Given a list of sentences / texts, this function performs paraphrase mining. It compares all sentences against all other sentences and returns a list with the pairs that have the highest cosine similarity score.

Parameters
  • model (SentenceTransformer) – SentenceTransformer model for embedding computation

  • sentences (List[str]) – A list of strings (texts or sentences)

  • show_progress_bar (bool, optional) – Plotting of a progress bar. Defaults to False.

  • batch_size (int, optional) – Number of texts that are encoded simultaneously by the model. Defaults to 32.

  • query_chunk_size (int, optional) – Search for most similar pairs for #query_chunk_size at the same time. Decrease, to lower memory footprint (increases run-time). Defaults to 5000.

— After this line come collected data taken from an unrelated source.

PR #60, opened 2024-12-10
SRCH-5748-Update-Spider-FEEDS-Setting

IsabelLaurenceau:
## Summary
We needed to disable to feed exporter (to do this just remove it from the settings.py) so that when the spiders run in parallel the extra file is not written to superfluously. 

Added file lock for writing to the all-links Item pipeline. 

Each spider will write to it's own all-links csv (which means each job has it's own file). Many spiders will not hit the 3.9MB limit but this will allow future work to immediately send the results (completed csv file) as the spider/job closes without waiting for the file to fill up for a new spider to populate it.  

#### Testing 
When you run a benchmark test make sure no file is being written to search_gov_crawler/scrapy_urls/domain_spider or search_gov_crawler/scrapy_urls/domain_spider_js. Only the all-links csvs should be created now. 

### Checklist

#### Functionality Checks

#### Process Checks

### DIFF
--- a/search_gov_crawler/search_gov_spiders/pipelines.py
+++ b/search_gov_crawler/search_gov_spiders/pipelines.py
@@ -4,10 +4,9 @@ See: https://docs.scrapy.org/en/latest/topics/item-pipeline.html
 """
 
 import os
+import threading
 from pathlib import Path
-
 from scrapy.exceptions import DropItem
-
 
 class SearchGovSpidersPipeline:
     """
@@ -23,27 +22,27 @@ class SearchGovSpidersPipeline:
         self.short_file = open(self.base_path_name, "w", encoding="utf-8")
         self.max_file_size = 3900
         self.paginate = True
+        self.lock = threading.Lock()
 
     def process_item(self, item, _spider):
         """Checks that the file is not at max size.
         Adds it to the file if less, or creates a new file if too large."""
+        with self.lock: 
+            line = item["url"]
+            self.current_file_size += 1
+            next_file_size = self.current_file_size + len(line)
+            if self.paginate and next_file_size > self.max_file_size:
+                self.short_file.close()
+                new_name = str(self.parent_file_path / f"output/all-links{self.file_number}.csv")
+                os.rename(self.base_path_name, new_name)
+                self.file_number = self.file_number + 1
+                self.short_file = open(self.base_path_name, "w", encoding="utf-8")
+                self.current_file_size = 0
 
-        line = item["url"]
-        self.current_file_size += 1
-        next_file_size = self.current_file_size + len(line)
-        if self.paginate and next_file_size > self.max_file_size:
-            self.short_file.close()
-            new_name = str(self.parent_file_path / f"output/all-links{self.file_number}.csv")
-            os.rename(self.base_path_name, new_name)
-            self.file_number = self.file_number + 1
-            self.short_file = open(self.base_path_name, "w", encoding="utf-8")
-            self.current_file_size = 0
-
-        self.short_file.write(line)
-        self.short_file.write("\n")
-        self.current_file_size = self.current_file_size + len(line)
-
-        return item
+            self.short_file.write(line)
+            self.short_file.write("\n")
+            self.current_file_size = self.current_file_size + len(line)
+            return item
 
 
 class DeDeuplicatorPipeline:
--- a/search_gov_crawler/search_gov_spiders/pipelines.py
+++ b/search_gov_crawler/search_gov_spiders/pipelines.py
@@ -4,7 +4,6 @@ See: https://docs.scrapy.org/en/latest/topics/item-pipeline.html
 """
 
 import os
-import threading
 from pathlib import Path
 from scrapy.exceptions import DropItem
 import fcntl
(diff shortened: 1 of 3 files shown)


selfdanielj:
I confirmed that the default FEEDS output is no longer being produced.

I ran into a potential issue while investigating the custom pipeline.  My initial concern was that the threading.lock() solution would slow things down a lot, that doesn't seem to be the case and I would guess it is probably working to block other threads from writing to the file however I think there is still a collision going on, probably with the names.  I haven't exactly worked it out yet but I would expect if I run two spiders in parallel the output files should contain the same number of links as they would if i ran the two spiders individually.  Is that right?  If so, thats not what I'm seeing.  Below i have some steps to reproduce.  

I was expecting the total link count in the parallel test to be 498... or maybe something else but certainly not LESS than the first test.  Instead it looks like at least all-links1.csv is being overwritten somehow?  Anyway seems to me like something weird is going on.  What do you think?

```
cd search_gov_crawler
rm output/*.csv
scrapy crawl domain_spider -a allowed_domains="quotes.toscrape.com" -a start_urls="https://quotes.toscrape.com"
find ./output -name "*.csv" | xargs wc -l
      55 ./output/all-links.csv
      81 ./output/all-links1.csv
      82 ./output/all-links3.csv
      79 ./output/all-links2.csv
      81 ./output/all-links4.csv
     378 total
ls -lh output/*.csv
-rw-r--r--  1 dself  staff   2.5K Dec 11 13:56 output/all-links.csv
-rw-r--r--  1 dself  staff   3.8K Dec 11 13:56 output/all-links1.csv
-rw-r--r--  1 dself  staff   3.8K Dec 11 13:56 output/all-links2.csv
-rw-r--r--  1 dself  staff   3.8K Dec 11 13:56 output/all-links3.csv
-rw-r--r--  1 dself  staff   3.8K Dec 11 13:56 output/all-links4.csv

rm output/*.csv
scrapy crawl domain_spider -a allowed_domains="quotes.toscrape.com/tag/" -a start_urls="https://quotes.toscrape.com"
      40 ./output/all-links.csv
      80 ./output/all-links1.csv
     120 total

ls -lh output/*.csv	 
-rw-r--r--  1 dself  staff   1.9K Dec 11 13:57 output/all-links.csv
-rw-r--r--  1 dself  staff   3.8K Dec 11 13:57 output/all-links1.csv

EDIT tests/search_gov_spiders/crawl-sites-test.json to remove jobs "Quotes 2" and "Quotes 3" so that we are running the two tests above in parallel.

rm output/*.csv
python benchmark.py -f ../tests/search_gov_spiders/crawl-sites-test.json
find ./output -name "*.csv" | xargs wc -l
      55 ./output/all-links.csv
      41 ./output/all-links1.csv
      82 ./output/all-links3.csv
      80 ./output/all-links2.csv
      81 ./output/all-links4.csv
     339 total

ls -lh output/*.csv
-rw-r--r--  1 dself  staff   2.5K Dec 11 13:53 output/all-links.csv
-rw-r--r--  1 dself  staff   1.9K Dec 11 13:53 output/all-links1.csv
-rw-r--r--  1 dself  staff   3.8K Dec 11 13:53 output/all-links2.csv
-rw-r--r--  1 dself  staff   3.8K Dec 11 13:53 output/all-links3.csv
-rw-r--r--  1 dself  staff   3.8K Dec 11 13:53 output/all-links4.csv
```

igoristic (approved):
Looks good ⭐

search_gov_crawler/search_gov_spiders/pipelines.py
```diff
@@ -5,9 +5,8 @@
 
 import os
 from pathlib import Path
-
 from scrapy.exceptions import DropItem
-
+import fcntl
```
selfdanielj, line 9: if you are naming the files uniquely, do you still need the fnctl lock?

tests/search_gov_spiders/test_full_crawl.py
```diff
@@ -101,6 +102,7 @@ def mock_init(pipeline_cls, *_args, temp_dir=temp_dir, **_kwargs):
             pipeline_cls.short_file = open(pipeline_cls.base_path_name, "w", encoding="utf-8")
             pipeline_cls.max_file_size = 3900
             pipeline_cls.paginate = True
+            pipeline_cls.lock = threading.Lock()
```
selfdanielj, line 105: i don't think we want this in the test anymore, right?

search_gov_crawler/search_gov_spiders/pipelines.py
```diff
@@ -19,30 +18,31 @@ def __init__(self, *_args, **_kwargs):
         self.current_file_size = 0
         self.file_number = 1
         self.parent_file_path = Path(__file__).parent.parent.resolve()
-        self.base_path_name = str(self.parent_file_path / "output/all-links.csv")
-        self.short_file = open(self.base_path_name, "w", encoding="utf-8")
-        self.max_file_size = 3900
+        self.base_path_name = str(self.parent_file_path / f"output/all-links-p{os.getpid()}.csv")
```
selfdanielj, line 21: i guess pid+YYYYMMDD might be more unique since they are technically reused but pid by iteself will probably do.  I guess our hope is not to really use the file writing option too often.

IsabelLaurenceau: I'm not sure I understand what you mean by they are technically reused?

search_gov_crawler/search_gov_spiders/pipelines.py
IsabelLaurenceau: We are still using multiple threads per spider.

search_gov_crawler/search_gov_spiders/pipelines.py
IsabelLaurenceau: Ah you mean not in the same run? I didn't assume these were being saved week to week here. All the ones in drive are overwritten every week

tests/search_gov_spiders/test_full_crawl.py
selfdanielj: isn't it a totally different library?  there isn't even a `lock` instance variable in the actual code.

search_gov_crawler/search_gov_spiders/pipelines.py
selfdanielj: Are we? I really don't know... haha.  I removed it and still go the same total count while running two spiders.  Fine to leave in.

IsabelLaurenceau: Yeah, in the item pipeline specifically. -> https://docs.scrapy.org/en/latest/topics/settings.html#std:setting-CONCURRENT_REQUESTS_PER_IP:~:text=the%20startproject%20command.-,CONCURRENT_ITEMS,-%C2%B6

IsabelLaurenceau: I could change this back to the with lock that it was before if we don't want to import fnctl

selfdanielj (approved):
Looks good!

PR #66, opened 2024-12-19
Srch 5764 sandbox

IsabelLaurenceau:
## Summary
Hello! 

I'm including some notes and potential gotcha's of things I ran into while fiddling with it  this week. Once you are in your sandbox space in the cli you should run "cf push <APP-NAME>" from the searchgov-spider directory.  (APP-NAME is whatever you want. I match mine to the manifest - spider-sandbox ). This will automatically create the app and start running the commands in startcommand.sh The new files in this directory are 
- .profile
    - [Allows us to update our python path.](https://docs.cloudfoundry.org/devguide/deploy-apps/deploy-app.html#:~:text=.-profile-script%20that%20contains) 
- manifest.yml
    - Needed to specify the buildpack, no-route and health check 
- requirements.txt
- runtime.txt
    - Used to change the version of python in the droplet. Default used is 3.10[ this will fail](https://github.com/open-webui/open-webui/discussions/4951#:~:text=In%20Python%20%3E%3D%203.11%20UTC%20is%20implemented%20in%20the%20datetime%20function%2C%20but%20in%20Python%203.10%20it%20is%20implemented%20in%20the%20timezone%20function.).  I have set it to use the version 3.12.x
- startcommand.sh
    - Tell the app what to do. If you want to run different commands you can do it from here or explained below. 
    - If this is not working make sure you add permissions to execute: chmod +x startcommand.sh

After you run cf push the first time you will most likely get either an error from requirements.txt complaining about "scrapydweb @ git+https://github.com/GSA/searchgov-scrapydweb" or the error " Connection was refused by other side: 111: Connection refused." or  when trying to run a crawl.  You need to update your[ egress traffic rules. ](https://cloud.gov/docs/management/space-egress/) You can do that by running "cf bind-security-group public_networks_egress sandbox-gsa --space <SPACE> " i.e my <SPACE> is my name. 

I mentioned you can use startcommand.sh to run different commands. i.e  running 
- python benchmark.py -f ./test_parallel_domain.json 
- python benchmark.py -d "quotes.toscrape.com" -u "https://quotes.toscrape.com"
- python scrapy crawl domain_spider -a allowed_domains="quotes.toscrape.com/tag/" -a start_urls="https://quotes.toscrape.com"

You can also use "python -m http.server" and in another terminal use "cf ssh <APP-NAME> to pass in the scrapy commands you want to test there. (Or do whatever else you want to see while the app is consistently running). 

If you are using the startcommand.sh to just run one command (benchmark, one spider crawl or scheduler that actually finishes) the app will end. I suggest you run cf stop <APP-NAME> as when the app closes [cloud.gov](http://cloud.gov/) will just restart it and run it all again.
### Checklist

#### Functionality Checks

#### Process Checks


requirements.txt
selfdanielj, line 1: I was able to deploy after replacing the contents of this file with what I have below.  This way we don't have to maintain two requirements.txt files.
```txt
#  support cloud.gov deployment without duplicating requirements file
-r search_gov_crawler/requirements.txt
```

startcommand.sh
```diff
@@ -0,0 +1,5 @@
+#!/bin/bash
+echo "BEGIN START COMMAND"
+cd search_gov_crawler
+python benchmark.py -f ./test_domains.json
```
selfdanielj, line 4: test_domains.json doesn't exist.  Seems like you could repoint to the file in `tests/search_gov_spiders/crawl-sites-test.json`

IsabelLaurenceau: You are right, we should have it point to that. I had made test_domains.json as a smaller file that would finish for testing locally

selfdanielj (approved):
Nice job! Deployment and run works for me as designed.

igoristic (approved):
Looks good 🏅

PR #67, opened 2024-12-27
SRCH-5745 Scheduler Update

selfdanielj:
## Summary
- Since the "naive" scheduler implemented in `search_gov_crawler/search_gov_spiders/utility_files/init_schedule.py` is not optimal for a polite spider, we need to design something else.  Additionally, I wanted it to be more flexible.  To that end I added a "schedule" field in the crawl-sites.json file that holds a cron expression that can be fed, as-is, into the scheduler.  A record will now look like:
```json
    {
        "name": "DOD Army MWR",
        "allow_query_string": false,
        "allowed_domains": "armymwr.com",
        "handle_javascript": false,
        "schedule": "00 14 * * MON",
        "starting_urls": "https://www.armymwr.com/"
    }
```
With each row defining when and how often that domain will run -- in this case every Monday at 2pm UTC.  We can make changes and redeploy as needed.  I added some dataclasses to help organize and validate this structure.
- I updated scrapy_scheduler.py and benchmark.py to use this functionality.
- I updated tests and also added tests for benchmark since they were missing.
- I updated the main README to describe this usage.
- I decided to just leave the old naive scheduler code in place for now.
- I also updated the plist import even though i don't really see us using it but I've been keeping it up to date all this time so why stop now?

### Initial Schedule
If you all have any feedback on this part especially, please let me know!  I looked at a few options and decided to start us off with a limit of 5 concurrent spider processes.  Sure we can do 50 but why? Given the lengths of some of the longer running jobs, we are just going to make things more complicated to debug if we have an error during the few minutes where 50 processes are running.  We can always adjust but also given what we don't know about the /urls endpoint I thought it best to be conservative.   Given this schedule we can finish everything (except NOAA Coastwatch which runs for at least a week) in 13ish hours.

We easily can change the limit with an environment variable and we can change the schedule in the crawl-sites.json file.

Because the JS sites take up so many resources, i put them both first and gave them ample time to finish before the nest job starts.  Then I scheduled the five longest running jobs and then all the rest.  As slots are opened up by jobs finishing, another job should start. I have estimates for all job run times [here](https://docs.google.com/spreadsheets/d/1PPx78a10I22EqeXNztqVIgzgK8T9WENcHhvlzYfNrSQ/edit?gid=0#gid=0).  I left an hour gap to ensure all the long running jobs have started (probably could have been five minutes) so that all the rest get queued properly. 

I just guessed on the start time (0600).  All times are in UTC.

0600 - Navy All Hands Magazine (JS site)
0730 - USDA NFC Help Documentation (JS Site)
0830 - Long running domains (DOD Army MWR, NOAA CoastWatch, NOAA CoastWatch East Coast Node, VA Benefits.va.gov, and VA Research & Development)
0930 - Rest of domains

### Testing
To test the scrapy_scheduler process, you can edit the craw-sites.json file and change one of the domains so that the schedule is a few minutes into the future -- if its 10:05 AM EST you can replace the schedule value with "07 15 * * *" for instance so that the particular domain will run at every day at 15:07 UTC or 10:07 EST and then run `python search_gov_crawler/scrapy_schedule.py`.  It will add all the domains to the scheduler and the one you changed should run when you expect.

You can also test the functionality with the benchmark process.  The easiest way is to just point the benchmark process to the crawl-sites-test.json file. Those domains are setup to run every 15 minutes, i.e. "0,15,30,45 * * * *".  To do this run `python search_gov_crawler/benchmark.py -f tests/search_gov_spiders/crawl-sites-test.json`

You should also verify the crawl-sites.json file to make sure the cron expressions match what I have described.

### Checklist

#### Functionality Checks

#### Process Checks

### DIFF
--- a/README.md
+++ b/README.md
@@ -10,7 +10,9 @@ The home for the spider that supports search.gov.
   * [Running Against A Specific Domain](#running-against-a-specific-domain)
 * [Setup and Use](#setup-and-use)
   * [Option 1: command-line](#option-1-straight-from-command-line)
-  * [Option 2: server](#option-2-deploying-on-server-scrapyd)
+  * [Option 2: benchmark](#option-2-benchmark-command-line)
+  * [Option 3: custom scheduler](#option-3-custom-scheduler)
+  * [Option 4: scrapyd](#option-2-deploying-on-server-scrapyd)
 * [Adding New Spiders](#adding-new-spiders)
 * [Running Scrapydweb UI](#running-scrapydweb-ui)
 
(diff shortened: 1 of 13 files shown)


igoristic (approved):
Looks good 👍

IsabelLaurenceau (approved):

  • corpus_chunk_size (int, optional) – Compare a sentence simultaneously against #corpus_chunk_size other sentences. Decrease, to lower memory footprint (increases run-time). Defaults to 100000.

  • max_pairs (int, optional) – Maximal number of text pairs returned. Defaults to 500000.

  • top_k (int, optional) – For each sentence, we retrieve up to top_k other sentences. Defaults to 100.

  • score_function (Callable[[Tensor, Tensor], Tensor], optional) – Function for computing scores. By default, cosine similarity. Defaults to cos_sim.

Returns

Returns a list of triplets with the format [score, id1, id2]

Return type

List[List[Union[float, int]]]

To optimize memory and computation time, paraphrase mining is performed in chunks, as specified by query_chunk_size and corpus_chunk_size. To be specific, only query_chunk_size * corpus_chunk_size pairs will be compared at a time, rather than len(sentences) * len(sentences). This is more time- and memory-efficient. Additionally, paraphrase_mining() only considers the top_k best scores per sentences per chunk. You can experiment with this value as an efficiency-performance trade-off.

For example, for each sentence you will get only the one most relevant sentence in this script.

paraphrases = paraphrase_mining(model, sentences, corpus_chunk_size=len(sentences), top_k=1)

The final key parameter is max_pairs, which determines the maximum number of paraphrase pairs that the function returns. Usually, you get fewer pairs returned because the list is cleaned of duplicates, e.g., if it contains (A, B) and (B, A), then only one is returned.

Note

If B is the most similar sentence for A, A is not necessarily the most similar sentence for B. So it can happen that the returned list contains entries like (A, B) and (B, C).